Matters are, he says, made worse by the way in which some kit works, such as those that output surround sound only through optical connections, requiring the SPDIF port to be assigned to an HDMI video input, a common enough configuration that nevertheless took the best part of a day to set up on a new Marantz AVR.

Is there a solution?

Just before he died, Steve Jobs apparently claimed to have cracked the TV UI, and pundits have long been speculating about how an Apple television might revolutionise TV interactivity. Heaven knows we need a fresh look, but it probably won't come from Apple. The interface on the company’s bijou media player may be fairly straightforward, but as more services have become available, it’s apparent that not even Apple is immune from UI clutter. And the current UI is Apple's third attempt to get it right.
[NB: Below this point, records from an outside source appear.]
PR #117, opened 2021-05-28
Meeting creation flow changes

Windvis:
This changes the meeting creation flow. Instead of showing a "faux" edit page on which the user needs to click a button to open a modal, it now opens a modal directly. It also validates that an administrative body is selected before a meeting is created. On the edit page the administrative body is now readonly (GN-2651).

### DIFF
--- a/app/components/administrative-body-select.hbs
+++ b/app/components/administrative-body-select.hbs
@@ -1,0 +1,18 @@
+<div class={{if @error "ember-power-select--error"}}>
+  <PowerSelect
+    @placeholder={{t "manageZittingsData.selectPlaceholder"}}
+    @selected={{@selected}}
+    @options={{this.administrativeBodyOptions}}
+    @onChange={{@onChange}}
+    @triggerId={{@id}}
+    as |administrativeBody|
+  >
+    {{administrativeBody.isTijdsspecialisatieVan.naam}}
+    (periode: {{moment-format administrativeBody.bindingStart "MM/DD/YYYY"}} -
+    {{#if administrativeBody.bindingEinde~}}
+      {{moment-format administrativeBody.bindingEinde "MM/DD/YYYY"}}
+    {{~else~}}
+      nvt.
+    {{~/if}})
+  </PowerSelect>
+</div>
--- a/app/components/administrative-body-select.js
+++ b/app/components/administrative-body-select.js
@@ -1,0 +1,53 @@
+import { inject as service } from '@ember/service';
+import Component from '@glimmer/component';
+import { tracked } from '@glimmer/tracking';
+import { task } from 'ember-concurrency';
+
+const VALID_ADMINISTRATIVE_BODY_CLASSIFICATIONS = [
+  "http://data.vlaanderen.be/id/concept/BestuursorgaanClassificatieCode/5ab0e9b8a3b2ca7c5e000005", //	"Gemeenteraad"
+  "http://data.vlaanderen.be/id/concept/BestuursorgaanClassificatieCode/5ab0e9b8a3b2ca7c5e000007", //	"Raad voor Maatschappelijk Welzijn"
+  "http://data.vlaanderen.be/id/concept/BestuursorgaanClassificatieCode/5ab0e9b8a3b2ca7c5e000009", //	"Bijzonder Comité voor de Sociale Dienst"
+  "http://data.vlaanderen.be/id/concept/BestuursorgaanClassificatieCode/5ab0e9b8a3b2ca7c5e00000a", //	"Districtsraad"
+  "http://data.vlaanderen.be/id/concept/BestuursorgaanClassificatieCode/5ab0e9b8a3b2ca7c5e00000c", //	"Provincieraad"
+  "http://data.vlaanderen.be/id/concept/BestuursorgaanClassificatieCode/53c0d8cd-f3a2-411d-bece-4bd83ae2bbc9", //	"Voorzitter van het Bijzonder Comité voor de Sociale Dienst"
+  "http://data.vlaanderen.be/id/concept/BestuursorgaanClassificatieCode/9314533e-891f-4d84-a492-0338af104065", //	"Districtsburgemeester"
+  "http://data.vlaanderen.be/id/concept/BestuursorgaanClassificatieCode/5ab0e9b8a3b2ca7c5e00000b", //	"Districtscollege"
+  "http://data.vlaanderen.be/id/concept/BestuursorgaanClassificatieCode/180a2fba-6ca9-4766-9b94-82006bb9c709", //	"Gouverneur"
+  "http://data.vlaanderen.be/id/concept/BestuursorgaanClassificatieCode/e14fe683-e061-44a2-b7c8-e10cab4e6ed9", //	"Voorzitter van de Raad voor Maatschappelijk Welzijn"
+  "http://data.vlaanderen.be/id/concept/BestuursorgaanClassificatieCode/5ab0e9b8a3b2ca7c5e000006", //	"College van Burgemeester en Schepenen"
+  "http://data.vlaanderen.be/id/concept/BestuursorgaanClassificatieCode/4c38734d-2cc1-4d33-b792-0bd493ae9fc2", //	"Voorzitter van de Gemeenteraad"
+  "http://data.vlaanderen.be/id/concept/BestuursorgaanClassificatieCode/5ab0e9b8a3b2ca7c5e00000d", //	"Deputatie"
+  "http://data.vlaanderen.be/id/concept/BestuursorgaanClassificatieCode/4955bd72cd0e4eb895fdbfab08da0284", //	"Burgemeester"
+  "http://data.vlaanderen.be/id/concept/BestuursorgaanClassificatieCode/5ab0e9b8a3b2ca7c5e000008" //	"Vast Bureau"
+];
+
+export default class AdministrativeBodySelectComponent extends Component {
+  @service currentSession;
+  @service store;
+  @tracked administrativeBodyOptions = [];
+
+  constructor() {
+    super(...arguments);
+
+    this.fetchAdministrativeBodies.perform();
+  }
+
+  @task
+  * fetchAdministrativeBodies() {
+    let currentAdministrativeUnitId = this.currentSession.group.id;
+
+    let administrativeBodiesInTime = yield this.store.query('bestuursorgaan', {
+      'filter[is-tijdsspecialisatie-van][bestuurseenheid][id]': currentAdministrativeUnitId,
+      'include': [
+        'is-tijdsspecialisatie-van.bestuurseenheid',
+        'is-tijdsspecialisatie-van.classificatie',
+      ].join(),
+      'sort': '-binding-start'
+    });
+
+    this.administrativeBodyOptions = administrativeBodiesInTime.filter((administrativeBodyInTime) => {
+      let classificationUrl = administrativeBodyInTime.get('isTijdsspecialisatieVan.classificatie.uri');
+      return VALID_ADMINISTRATIVE_BODY_CLASSIFICATIONS.includes(classificationUrl);
+    });
+  }
+}
--- a/app/components/meeting-form.hbs
+++ b/app/components/meeting-form.hbs
@@ -105,7 +105,6 @@
       </AuHeading>
       <Zitting::ManageZittingsdata
         @zitting={{@zitting}}
-        @onCreate={{@onCreateMeeting}}
         @onChange={{this.meetingInfoUpdate}}
         @readOnly={{this.readOnly}}
       />
--- a/app/components/meeting-form.hbs
+++ b/app/components/meeting-form.hbs
@@ -92,7 +92,10 @@
   <div class="au-c-meeting-chrome">
     <div class="au-c-meeting-chrome__paper">
       {{!-- Meeting title --}}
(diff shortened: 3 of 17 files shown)


app/templates/inbox/meetings.hbs
```diff
@@ -1,5 +1,5 @@
-<AuDataTable @content={{this.model}} @isLoading={{this.isLoadingModel}} @noDataMessage="Geen zittingen" @sort={{this.sort}} @page={{this.page}} @size={{this.size}} @class="container-flex--contain" as |t|>
-  <t.menu as |menu|>
+<AuDataTable @content={{this.model}} @isLoading={{this.isLoadingModel}} @noDataMessage="Geen zittingen" @sort={{this.sort}} @page={{this.page}} @size={{this.size}} @class="container-flex--contain" as |table|>
```
Windvis, line 1: Pro tip, if you start seeing weird rendering errors after adding translations, check that there is no local block variable called `t`. Took me half an hour of debugging before I figured it out :smile:.

app/templates/inbox/meetings/new.hbs
```diff
@@ -0,0 +1,70 @@
+{{!-- TODO: Uncomment this once the app uses `{{page-title}}` on all relevant pages --}}
+{{!-- {{page-title (t "inbox.meetings.new.title")}} --}}
```
Windvis, line 2: Using this overrides the title that's set when the app boots. I think page titles are useful though. Could be a nice improvement to add this to all relevant pages in the future?

app/templates/inbox/meetings/new.hbs
```diff
@@ -0,0 +1,70 @@
...
+>
+  <Modal.Body>
+    <form class="au-o-flow" id="create-meeting-form" {{on "submit" (perform this.saveMeetingTask)}}>
+      <div>
+        {{#let (unique-id) this.meeting.errors.bestuursorgaan as |id errors|}}
+          <AuLabel
+            @error={{if errors true false}}
+            for={{id}}
+          >
+            {{t "inbox.meetings.new.meeting.administrativeBody"}} <AuPill>Verplicht</AuPill>
```
Windvis, line 18: Forgot to translate the "Verplicht" part. But I was thinking that a small template only component would make more sense? I'm guessing there will be other places where it's needed.

app/templates/inbox/meetings/new.hbs
```diff
@@ -0,0 +1,70 @@
...
+            <AuHelpText @error={{true}}>
+              {{t error.message}}
+            </AuHelpText>
+          {{/each}}
+        {{/let}}
+      </div>
+      <div>
+        {{#let (unique-id) as |id|}}
+          <AuLabel for={{id}}>{{t "inbox.meetings.new.meeting.location"}}</AuLabel>
+          <AuInput @value={{this.meeting.opLocatie}} @width="block" id={{id}} type="text" />
```
Windvis, line 36: I took the liberty of moving this up (so the date inputs are together) and making it full width. I think it looks better :smile:. Let me know if that isn't ok.

app/templates/inbox/meetings/new.hbs
```diff
@@ -0,0 +1,70 @@
+{{!-- TODO: Uncomment this once the app uses `{{page-title}}` on all relevant pages --}}
+{{!-- {{page-title (t "inbox.meetings.new.title")}} --}}
+
+<AuModal
```
Windvis, line 4: I was planning on extracting a modal component that could be used both here and on the edit page. But while implementing that I noticed that the conditional logic, component arguments, and hacking around required to make it work were not worth it. The template isn't very DRY, but I think simplicity and flexibility this gives is worth it. Now the creation modal can be changed independently. (I don't think all the date fields are needed when creating a meeting for example).

app/controllers/inbox/meetings/new.js
```diff
@@ -0,0 +1,42 @@
...
+  @action
+  updateAdministrativeBody(administrativeBody) {
+    this.meeting.bestuursorgaan = administrativeBody;
+    this.meeting.errors.remove('bestuursorgaan');
+  }
+
+  @action
+  cancelMeetingCreation() {
+    // Prevent unwanted calls due to focus trap...
+    if (this.meeting.isNew && !this.meeting.isDeleted) {
```
Windvis, line 37: the ember-focus-trap double execution issue bit me again. I PR'd a fix for it a while ago, but that only fixes the issue if you also change the `@modalOpen` argument of the AuModal component. Since it's statically set to `true` in this route, the issue still occurs. I think this is a deeper issue in the focus-trap modifier itself but I haven't figured it out the fix yet.

app/routes/inbox/meetings/new.js
```diff
@@ -0,0 +1,26 @@
...
+
+  model() {
+    let now = new Date();
+    let meeting = this.store.createRecord('zitting', {
+      geplandeStart: now,
+      gestartOpTijdstip: now,
+    });
+
+    return {
+      meeting,
```
Windvis, line 23: Not conventional but I wanted to get the conversation started:

I was thinking that _always_ returning an object (or a promise resolving to an object) from the model hook is a good default even if you only return 1 thing. I think it has 2 benefits compared to the alternative:
1. It sidesteps the issue that `@model` isn't very descriptive. `@model.meeting` is way more readable, at the cost of extra typing. That also means you don't _have_ to create a controller to alias things (or use the `{{let}}` helper to do it).
2. Once you do need extra model props in the route, you can simply add them, without having to start mass renaming all your `model` usage to include properties.

Now there are other solutions as well, but I think this kind of makes sense as a guideline since it doesn't stray away from the Ember way of doing things?

Opinions?

app/components/administrative-body-select.hbs
```diff
@@ -0,0 +1,18 @@
+<div class={{if @error "ember-power-select--error"}}>
```
Windvis, line 1: Not sure if that's the proper way to add an error state to PowerSelect. I couldn't find it in the docs and looked in the styles instead. It looks a bit weird since it's a BEM modifier though but the `ember-power-select` class doesn't seem to include styles. So I would only add it to follow the BEM rules. Renaming the class might make more sense though.

app/components/zitting/manage-zittingsdata.hbs
```diff
@@ -8,24 +30,19 @@
...
-            @placeholder={{t "manageZittingsData.selectPlaceholder"}}
-            @selected={{this.bestuursorgaan}}
-            @options={{this.bestuursorgaanOptions}}
-            @onChange={{this.changeSelect}}
-            as |bestuursorgaan|>
-              {{bestuursorgaan.isTijdsspecialisatieVan.naam}}
-              (periode: {{moment-format bestuursorgaan.bindingStart "MM/DD/YYYY"}} -
-              {{#if bestuursorgaan.bindingEinde}}{{moment-format bestuursorgaan.bindingEinde "MM/DD/YYYY"}}{{else}}nvt.{{/if}})
-          </PowerSelect>
+          {{this.bestuursorgaan.isTijdsspecialisatieVan.naam}}
```
Windvis, line 33: This is now simply displayed as plain text, which might not be the best idea. Should I show it as a disabled input field (or select) instead?

app/controllers/inbox/meetings/new.js
```diff
@@ -0,0 +1,42 @@
...
+      this.meeting.destroyRecord();
+      this.router.replaceWith('inbox.meetings');
```
Windvis, line 39: 1 thing I noticed is that the loading template is shown very briefly when returning back to the `inbox.meetings` route. It looks a bit glitchy / weird, but it's related to the `refreshModel` option of the query params so I don't think I can fix it myself. 

AFAIK the model hooks shouldn't be rerun when transitioning between sibling routes (.new to .index), and the query params don't change either, so I'm not sure if that's a router bug or not.

Windvis: Someone already created an issue for it: https://github.com/emberjs/ember.js/issues/19497

app/components/meeting-form.hbs
```diff
@@ -92,7 +92,10 @@
   <div class="au-c-meeting-chrome">
     <div class="au-c-meeting-chrome__paper">
       {{!-- Meeting title --}}
-      <AuHeading>{{t "meetingForm.meetingHeadingPartOne"}} <span class="au-c-meeting-chrome__highlight">{{@zitting.bestuursorgaan.isTijdsspecialisatieVan.naam}}</span>, {{t "meetingForm.meetingHeadingPartTwo"}} <span class="au-c-meeting-chrome__highlight">{{moment-format  @zitting.geplandeStart "DD/MM/YYYY HH:mm"}}</span></AuHeading>
+      <AuHeading>
+        {{t "meetingForm.meetingHeadingPartOne"}} <span class="au-c-meeting-chrome__highlight">{{@zitting.bestuursorgaan.isTijdsspecialisatieVan.naam}},</span>
```
Windvis, line 96: I moved the `,` to be inside the highlight because if the name is long enough to wrap multiple lines, the comma floats on the line below, which looks funky:

image

app/components/zitting/manage-zittingsdata.hbs
```diff
@@ -1,5 +1,27 @@
-<div {{did-insert this.fetchBestuursorgaan}}>
-  {{#if this.showModal}}
+<div class="au-c-meeting-chrome-card au-u-margin-bottom-large">
```
Windvis, line 1: This content is now always shown, even when the modal is open. That prevents the background from jumping around when opening or closing the modal.

app/templates/inbox/meetings/new.hbs
Windvis: It should be possible to uncomment that once #118 is merged.

app/controllers/inbox/meetings/new.js
Windvis: https://github.com/appuniversum/ember-appuniversum/pull/111 should fix this issue.

app/templates/inbox/meetings/new.hbs
nvdk: I've merged #118 :)

app/components/administrative-body-select.hbs
nvdk: tbh I have no idea, perhaps @Dietr  has some pointers

app/components/administrative-body-select.js
```diff
@@ -0,0 +1,53 @@
+import { inject as service } from '@ember/service';
+import Component from '@glimmer/component';
+import { tracked } from '@glimmer/tracking';
+import { task } from 'ember-concurrency';
+
+const VALID_ADMINISTRATIVE_BODY_CLASSIFICATIONS = [
```
nvdk, line 6: I see you've hardcoded this now, not sure I'm a fan of that. I have to admit this is not data that changes often.

nvdk: nm, I see it was already hardcoded. oh well :)

app/routes/inbox/meetings/new.js
nvdk: not sure if I'm a fan, mostly because it makes it slightly harder to provide to model to a route with linkto (though we don't do that often).

app/templates/inbox/meetings/new.hbs
```diff
@@ -0,0 +1,70 @@
...
+          <AuLabel for={{id}}>{{t "inbox.meetings.new.meeting.location"}}</AuLabel>
+          <AuInput @value={{this.meeting.opLocatie}} @width="block" id={{id}} type="text" />
+        {{/let}}
+      </div>
+      <div>
+        <AuLabel>{{t "inbox.meetings.new.meeting.plannedStart"}}</AuLabel>
+        <DateTimePicker @onChange={{fn (mut this.meeting.geplandeStart)}} @value={{this.meeting.geplandeStart}}/>
+      </div>
+      <div>
+        <AuLabel>{{t "inbox.meetings.new.meeting.start"}}</AuLabel>
```
nvdk, line 44: since we're improving the flow anyway and given that this is now separated I'd actually drop the start and end datetime pickers, as they only make sense after the meeting has happened

app/components/zitting/manage-zittingsdata.hbs
nvdk: I think we use both patterns at the moment, so for me it's ok.

app/routes/inbox/meetings/new.js
Windvis: You mean providing the actual model instead of the record id? Yea, I didn't think of that, but I don't think that's a drawback :smile:.

Anyway, I figure you prefer to return the record directly instead?

app/components/administrative-body-select.js
Windvis: Yea I just moved it from the other component and defined it as a const instead. If you give me pointers on how to do it without hardcoding I can take a look at it if you want :smiley:.

app/templates/inbox/meetings/new.hbs
Windvis: Yea, I agree, that's one of the reasons I didn't create a single component that covers both cases. I had a gut feeling that they "looked the same, but aren't the same". I'll remove those fields.

app/routes/inbox/meetings/new.js
nvdk: I have a slight preference for having the record directly with an alias indeed.

app/controllers/inbox/meetings/new.js
Windvis: Removed the logic since it's no longer needed now.

app/routes/inbox/meetings/new.js
Windvis: Updated.

app/templates/inbox/meetings/new.hbs
Windvis: Created a simple `<RequiredField>` template only component for this. Let me know if it needs to be named differently :smile:.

Apple Cinema Display with ATV UI

Even Apple can't get it right

And clutter is not the only problem. Rights can cause problems for the unwary too, and even the might of Apple can’t always solve those. Take an iPad, for example, which can fling video to the TV over Wi-Fi using what Apple calls Airplay technology. Now rent a movie using iTunes on the iPad: if you’d bought it, you’d be able to play it through the Apple TV, but not if it’s rented.

For many people, a TV is increasingly a device to be used to present content from other sources than broadcast television. So do we really need smart TVs at all? Or would it be better to have industry agreed open standards that let ‘companion devices’ such as tablets and smartphones interact with our displays, reliably and consitently?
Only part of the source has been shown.